好き、禁止。

「まあでも、もうちょっと考えたらいいんちゃう?灯里の気持ちがいつ変わるかもわからんしな」

「うーん……、うん、そうかなあ」

「そうそう」

でも一度断ったのだから、神月くんだってもう次の恋愛に進んでいるかもしれない。
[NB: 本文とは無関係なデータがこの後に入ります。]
PR #34, opened 2022-04-23
Wasm support

samuelburnham:


Cargo.toml
```diff
@@ -23,7 +23,11 @@ rand_chacha = "0.3"
 itertools = "0.9.0"
 subtle = "2.4"
 pasta_curves = "0.3.0"
-neptune = "6"
+neptune = "6.1"
 generic-array = "0.14.4"
-bellperson-nonnative = "0.2.0"
+bellperson-nonnative = { git = "https://github.com/lurk-lang/bellperson-nonnative", branch = "sb/wasm-support", default-features = false }
```
srinathsetty, line 28: Could we update this to 0.2.1 which includes wasm support?

srinathsetty:
Thanks, @samuelburnham! The PR is marked "draft". Is it ready, or do you need to add additional commits?

The main branch didn't restrict `neptune` so the build was broken with the latest neptune. We made small fixes (which conflicts with your PR, would you be able to resolve them?)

今頃、同じ大学の誰かに告白されているかもしれないし。

「あ」

「ん?」

そういえば。
あの日、夜の公園で私が神月くんの告白を断ったとき、彼が気になることを言っていたのを思い出した。
月明りに照らされてしっかり見えた、まっすぐに私を見るあの顔。

「"じゃあ俺のこと好きになったら付き合ってくれるんですね"って言われた」

「……さすがかっこええなあ」

真剣な表情で私の手を握ったままそう言った神月くんが、頭の中に鮮明に浮かんでくる。
それはまるで、「絶対に俺の事好きにさせてみせます」とでも言われているようだった。

「本気やん」

「ねえ、ほんとに不思議なんだけど。どうして私なんだろう」

「知らんわ、本人に聞けや」

かゆいかゆい、と言いながらようやく箸を持ち直した宗ちゃん。冷たい。

「これからもどうせバイトで顔合わせんねんで。変にぎくしゃくすんのやめてや、見てて恥ずいから」

「……はい」

そうなのだ。さっそく明日、告白されてから初めて神月くんとシフトが被っている。
自然に振る舞えるだろうかと、今から心配になってしまった。